Problem to work on. From the data, copy out every line in which the word "signatures" appears.

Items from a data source
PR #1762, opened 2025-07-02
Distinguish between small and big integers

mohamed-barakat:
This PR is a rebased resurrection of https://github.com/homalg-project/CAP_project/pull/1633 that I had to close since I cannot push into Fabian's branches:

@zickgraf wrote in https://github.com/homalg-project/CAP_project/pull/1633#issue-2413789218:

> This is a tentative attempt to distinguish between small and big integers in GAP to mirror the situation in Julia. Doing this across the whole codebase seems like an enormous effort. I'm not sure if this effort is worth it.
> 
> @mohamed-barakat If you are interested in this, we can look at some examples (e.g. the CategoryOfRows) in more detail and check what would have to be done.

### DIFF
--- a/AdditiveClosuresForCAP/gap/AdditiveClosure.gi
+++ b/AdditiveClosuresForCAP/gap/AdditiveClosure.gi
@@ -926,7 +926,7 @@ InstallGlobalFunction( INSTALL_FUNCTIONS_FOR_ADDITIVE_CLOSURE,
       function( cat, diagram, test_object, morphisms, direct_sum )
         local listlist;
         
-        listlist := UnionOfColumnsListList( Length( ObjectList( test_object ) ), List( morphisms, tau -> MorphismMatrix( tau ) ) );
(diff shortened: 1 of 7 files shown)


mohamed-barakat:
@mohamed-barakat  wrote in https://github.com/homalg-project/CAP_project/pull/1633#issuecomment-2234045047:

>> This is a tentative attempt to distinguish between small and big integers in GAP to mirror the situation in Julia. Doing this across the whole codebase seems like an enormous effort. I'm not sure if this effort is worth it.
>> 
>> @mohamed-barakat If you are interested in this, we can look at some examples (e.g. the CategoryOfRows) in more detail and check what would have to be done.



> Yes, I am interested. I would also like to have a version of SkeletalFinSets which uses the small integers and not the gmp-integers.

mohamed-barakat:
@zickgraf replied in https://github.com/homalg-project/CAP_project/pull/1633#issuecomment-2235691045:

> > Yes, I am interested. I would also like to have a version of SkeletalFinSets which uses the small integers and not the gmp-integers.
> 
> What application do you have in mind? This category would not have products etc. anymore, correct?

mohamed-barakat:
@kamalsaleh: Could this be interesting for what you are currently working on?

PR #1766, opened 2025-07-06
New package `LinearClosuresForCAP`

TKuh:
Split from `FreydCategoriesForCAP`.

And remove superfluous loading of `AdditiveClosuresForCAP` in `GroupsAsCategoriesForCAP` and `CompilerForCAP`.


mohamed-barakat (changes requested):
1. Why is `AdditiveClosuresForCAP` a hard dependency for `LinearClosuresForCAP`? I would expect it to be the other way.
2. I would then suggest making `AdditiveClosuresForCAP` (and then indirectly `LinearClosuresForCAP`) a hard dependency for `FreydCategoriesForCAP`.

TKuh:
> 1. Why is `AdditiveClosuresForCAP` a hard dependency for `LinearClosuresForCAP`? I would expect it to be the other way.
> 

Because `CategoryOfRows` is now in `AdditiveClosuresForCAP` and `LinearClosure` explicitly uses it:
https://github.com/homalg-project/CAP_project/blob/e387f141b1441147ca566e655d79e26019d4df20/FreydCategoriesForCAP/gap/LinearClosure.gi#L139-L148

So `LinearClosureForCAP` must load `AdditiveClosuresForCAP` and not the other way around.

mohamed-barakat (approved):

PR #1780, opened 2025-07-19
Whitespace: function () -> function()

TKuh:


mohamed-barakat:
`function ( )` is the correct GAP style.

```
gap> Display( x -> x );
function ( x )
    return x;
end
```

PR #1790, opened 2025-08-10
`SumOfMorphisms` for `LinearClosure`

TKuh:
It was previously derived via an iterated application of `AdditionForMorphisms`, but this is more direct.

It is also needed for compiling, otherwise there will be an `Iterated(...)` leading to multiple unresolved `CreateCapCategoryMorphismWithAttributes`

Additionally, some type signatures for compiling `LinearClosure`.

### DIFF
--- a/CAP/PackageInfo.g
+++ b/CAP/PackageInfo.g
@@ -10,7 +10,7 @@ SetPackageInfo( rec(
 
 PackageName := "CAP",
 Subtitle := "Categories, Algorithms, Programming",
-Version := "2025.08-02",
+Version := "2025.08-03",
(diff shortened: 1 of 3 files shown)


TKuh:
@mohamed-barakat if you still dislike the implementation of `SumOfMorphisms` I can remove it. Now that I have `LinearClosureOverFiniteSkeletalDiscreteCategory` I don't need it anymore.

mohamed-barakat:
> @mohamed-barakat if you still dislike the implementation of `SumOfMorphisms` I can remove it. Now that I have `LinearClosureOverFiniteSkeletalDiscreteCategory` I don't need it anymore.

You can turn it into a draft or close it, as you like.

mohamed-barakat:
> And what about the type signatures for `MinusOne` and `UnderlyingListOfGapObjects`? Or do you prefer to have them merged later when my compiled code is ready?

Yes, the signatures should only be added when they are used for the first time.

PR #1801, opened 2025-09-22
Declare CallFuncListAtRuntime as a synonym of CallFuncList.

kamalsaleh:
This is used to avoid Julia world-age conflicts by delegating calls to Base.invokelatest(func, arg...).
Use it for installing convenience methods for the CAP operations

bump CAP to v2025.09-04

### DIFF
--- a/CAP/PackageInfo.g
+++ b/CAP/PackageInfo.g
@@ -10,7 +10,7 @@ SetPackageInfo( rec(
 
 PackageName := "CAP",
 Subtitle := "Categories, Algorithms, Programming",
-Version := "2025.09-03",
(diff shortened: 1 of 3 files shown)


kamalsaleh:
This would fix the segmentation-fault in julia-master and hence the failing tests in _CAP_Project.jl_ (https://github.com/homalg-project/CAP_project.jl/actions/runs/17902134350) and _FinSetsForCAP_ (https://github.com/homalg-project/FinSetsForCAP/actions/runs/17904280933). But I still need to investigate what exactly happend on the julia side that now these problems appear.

The completed task.
Additionally, some type signatures for compiling `LinearClosure`.
> And what about the type signatures for `MinusOne` and `UnderlyingListOfGapObjects`? Or do you prefer to have them merged later when my compiled code is ready?
Yes, the signatures should only be added when they are used for the first time.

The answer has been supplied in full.